··· Material shown

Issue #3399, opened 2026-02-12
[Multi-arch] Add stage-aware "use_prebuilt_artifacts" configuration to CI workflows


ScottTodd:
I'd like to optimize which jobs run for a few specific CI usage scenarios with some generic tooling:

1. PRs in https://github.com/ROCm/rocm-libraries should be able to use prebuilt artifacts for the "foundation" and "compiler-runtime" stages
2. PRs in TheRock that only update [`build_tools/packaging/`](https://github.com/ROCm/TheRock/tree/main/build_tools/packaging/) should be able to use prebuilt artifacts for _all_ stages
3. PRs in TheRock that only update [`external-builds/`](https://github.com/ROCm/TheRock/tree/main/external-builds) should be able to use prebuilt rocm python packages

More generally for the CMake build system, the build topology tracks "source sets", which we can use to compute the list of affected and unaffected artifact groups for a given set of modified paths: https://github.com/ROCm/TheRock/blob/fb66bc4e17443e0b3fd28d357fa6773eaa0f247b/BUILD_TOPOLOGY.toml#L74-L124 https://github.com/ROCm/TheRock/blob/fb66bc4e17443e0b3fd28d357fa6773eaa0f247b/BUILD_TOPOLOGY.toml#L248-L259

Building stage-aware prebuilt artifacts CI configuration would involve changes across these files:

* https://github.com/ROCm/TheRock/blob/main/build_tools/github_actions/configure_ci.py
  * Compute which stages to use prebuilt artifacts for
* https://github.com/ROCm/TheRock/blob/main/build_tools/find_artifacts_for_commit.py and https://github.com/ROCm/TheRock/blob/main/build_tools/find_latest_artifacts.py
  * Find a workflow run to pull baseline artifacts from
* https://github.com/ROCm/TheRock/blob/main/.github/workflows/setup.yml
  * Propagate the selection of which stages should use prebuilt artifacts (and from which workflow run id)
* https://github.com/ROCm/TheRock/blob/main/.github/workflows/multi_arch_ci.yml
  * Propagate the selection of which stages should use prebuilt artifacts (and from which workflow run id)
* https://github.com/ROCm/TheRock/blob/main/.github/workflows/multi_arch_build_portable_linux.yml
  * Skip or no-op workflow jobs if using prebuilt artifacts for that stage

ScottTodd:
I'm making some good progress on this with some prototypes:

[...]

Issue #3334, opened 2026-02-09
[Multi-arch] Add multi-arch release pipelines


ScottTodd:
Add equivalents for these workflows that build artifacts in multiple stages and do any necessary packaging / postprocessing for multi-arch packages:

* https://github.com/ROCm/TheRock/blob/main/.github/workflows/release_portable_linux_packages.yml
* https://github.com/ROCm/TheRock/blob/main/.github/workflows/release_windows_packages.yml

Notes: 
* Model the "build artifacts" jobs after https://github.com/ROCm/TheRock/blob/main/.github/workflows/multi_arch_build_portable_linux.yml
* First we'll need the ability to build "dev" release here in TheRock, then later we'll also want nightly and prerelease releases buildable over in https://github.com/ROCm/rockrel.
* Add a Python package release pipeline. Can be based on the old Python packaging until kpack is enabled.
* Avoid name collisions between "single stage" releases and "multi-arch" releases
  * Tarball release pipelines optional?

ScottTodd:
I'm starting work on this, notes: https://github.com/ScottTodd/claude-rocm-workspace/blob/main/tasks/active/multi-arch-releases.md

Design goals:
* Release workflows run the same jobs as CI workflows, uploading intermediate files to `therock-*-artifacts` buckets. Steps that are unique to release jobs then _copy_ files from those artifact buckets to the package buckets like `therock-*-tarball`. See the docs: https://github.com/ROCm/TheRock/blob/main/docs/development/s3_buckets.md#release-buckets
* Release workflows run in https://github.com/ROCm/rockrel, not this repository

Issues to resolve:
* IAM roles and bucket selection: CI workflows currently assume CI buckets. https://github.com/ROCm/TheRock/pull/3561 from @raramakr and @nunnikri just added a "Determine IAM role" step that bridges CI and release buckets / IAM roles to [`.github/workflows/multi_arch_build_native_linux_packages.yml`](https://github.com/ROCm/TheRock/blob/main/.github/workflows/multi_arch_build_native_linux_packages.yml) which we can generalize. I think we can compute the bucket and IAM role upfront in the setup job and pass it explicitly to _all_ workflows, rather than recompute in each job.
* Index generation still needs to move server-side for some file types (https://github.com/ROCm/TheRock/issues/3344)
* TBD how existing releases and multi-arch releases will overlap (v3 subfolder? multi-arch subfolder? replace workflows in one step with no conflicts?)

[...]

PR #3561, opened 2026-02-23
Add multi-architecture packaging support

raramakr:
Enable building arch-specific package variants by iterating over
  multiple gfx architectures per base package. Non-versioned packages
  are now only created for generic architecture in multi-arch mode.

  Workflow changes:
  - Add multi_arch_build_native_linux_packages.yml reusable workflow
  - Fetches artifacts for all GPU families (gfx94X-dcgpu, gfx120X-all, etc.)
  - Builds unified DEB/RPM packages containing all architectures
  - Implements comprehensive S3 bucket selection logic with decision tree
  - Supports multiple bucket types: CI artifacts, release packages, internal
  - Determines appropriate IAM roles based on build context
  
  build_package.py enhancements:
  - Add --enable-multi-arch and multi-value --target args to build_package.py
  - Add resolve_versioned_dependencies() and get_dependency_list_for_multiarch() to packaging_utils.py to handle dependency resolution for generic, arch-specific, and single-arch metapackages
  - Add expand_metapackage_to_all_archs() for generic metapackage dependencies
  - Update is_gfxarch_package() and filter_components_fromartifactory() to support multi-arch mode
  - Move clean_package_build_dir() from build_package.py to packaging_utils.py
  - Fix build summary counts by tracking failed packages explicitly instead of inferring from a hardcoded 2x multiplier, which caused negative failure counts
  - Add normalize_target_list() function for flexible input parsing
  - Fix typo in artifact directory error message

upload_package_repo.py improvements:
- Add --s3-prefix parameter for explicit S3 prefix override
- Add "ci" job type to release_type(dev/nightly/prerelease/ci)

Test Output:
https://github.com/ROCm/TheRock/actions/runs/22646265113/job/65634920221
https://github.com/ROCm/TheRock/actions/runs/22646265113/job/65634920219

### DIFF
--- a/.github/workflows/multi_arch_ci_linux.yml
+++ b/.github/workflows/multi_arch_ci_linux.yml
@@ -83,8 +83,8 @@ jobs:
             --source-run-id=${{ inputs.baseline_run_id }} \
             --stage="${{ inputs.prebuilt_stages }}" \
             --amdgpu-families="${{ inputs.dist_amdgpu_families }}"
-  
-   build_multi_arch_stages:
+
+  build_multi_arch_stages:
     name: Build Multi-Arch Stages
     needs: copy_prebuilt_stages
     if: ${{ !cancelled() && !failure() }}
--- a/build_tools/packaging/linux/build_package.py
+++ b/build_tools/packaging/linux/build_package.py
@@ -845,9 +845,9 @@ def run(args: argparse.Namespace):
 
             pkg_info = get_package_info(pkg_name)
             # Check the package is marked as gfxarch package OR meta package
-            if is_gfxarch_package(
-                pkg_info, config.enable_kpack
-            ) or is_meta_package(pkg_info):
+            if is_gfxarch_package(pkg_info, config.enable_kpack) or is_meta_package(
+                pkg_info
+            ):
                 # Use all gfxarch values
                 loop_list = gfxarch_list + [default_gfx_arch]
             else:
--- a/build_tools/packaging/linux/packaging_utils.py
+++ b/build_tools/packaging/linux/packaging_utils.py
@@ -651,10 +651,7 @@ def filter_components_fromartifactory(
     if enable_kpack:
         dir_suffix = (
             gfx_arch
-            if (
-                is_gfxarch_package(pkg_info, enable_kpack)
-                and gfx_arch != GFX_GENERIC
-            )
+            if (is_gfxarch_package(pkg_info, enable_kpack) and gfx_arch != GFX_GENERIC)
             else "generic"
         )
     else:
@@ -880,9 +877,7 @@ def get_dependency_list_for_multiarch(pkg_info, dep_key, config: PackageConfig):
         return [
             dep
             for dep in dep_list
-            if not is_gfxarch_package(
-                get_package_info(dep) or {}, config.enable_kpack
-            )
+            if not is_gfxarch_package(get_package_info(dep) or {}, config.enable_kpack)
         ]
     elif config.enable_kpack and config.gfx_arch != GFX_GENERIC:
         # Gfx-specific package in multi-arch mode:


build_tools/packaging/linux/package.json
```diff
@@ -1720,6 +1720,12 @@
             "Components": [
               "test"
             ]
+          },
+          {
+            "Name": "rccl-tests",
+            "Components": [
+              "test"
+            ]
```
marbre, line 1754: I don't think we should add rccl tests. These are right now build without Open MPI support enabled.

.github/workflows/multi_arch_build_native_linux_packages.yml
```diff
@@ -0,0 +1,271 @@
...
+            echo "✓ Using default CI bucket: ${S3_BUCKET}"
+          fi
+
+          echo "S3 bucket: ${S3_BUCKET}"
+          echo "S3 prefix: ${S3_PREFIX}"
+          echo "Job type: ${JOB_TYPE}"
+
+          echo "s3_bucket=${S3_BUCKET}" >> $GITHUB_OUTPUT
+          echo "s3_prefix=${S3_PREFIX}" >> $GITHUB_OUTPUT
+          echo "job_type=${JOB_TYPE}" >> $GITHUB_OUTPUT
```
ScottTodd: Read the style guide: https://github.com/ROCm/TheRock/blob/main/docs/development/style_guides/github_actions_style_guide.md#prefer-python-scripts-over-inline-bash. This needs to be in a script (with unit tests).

······

Required work -> Write down, word for word, the lines above from the one containing "- Implements comprehensive" through the one containing "type to release_type(dev/nightly/prerelease/ci)", both ends included.

Result below ->
  - Implements comprehensive S3 bucket selection logic with decision tree
  - Supports multiple bucket types: CI artifacts, release packages, internal
  - Determines appropriate IAM roles based on build context
  
  build_package.py enhancements:
  - Add --enable-multi-arch and multi-value --target args to build_package.py
  - Add resolve_versioned_dependencies() and get_dependency_list_for_multiarch() to packaging_utils.py to handle dependency resolution for generic, arch-specific, and single-arch metapackages
  - Add expand_metapackage_to_all_archs() for generic metapackage dependencies
  - Update is_gfxarch_package() and filter_components_fromartifactory() to support multi-arch mode
  - Move clean_package_build_dir() from build_package.py to packaging_utils.py
  - Fix build summary counts by tracking failed packages explicitly instead of inferring from a hardcoded 2x multiplier, which caused negative failure counts
  - Add normalize_target_list() function for flexible input parsing
  - Fix typo in artifact directory error message

upload_package_repo.py improvements:
- Add --s3-prefix parameter for explicit S3 prefix override
- Add "ci" job type to release_type(dev/nightly/prerelease/ci)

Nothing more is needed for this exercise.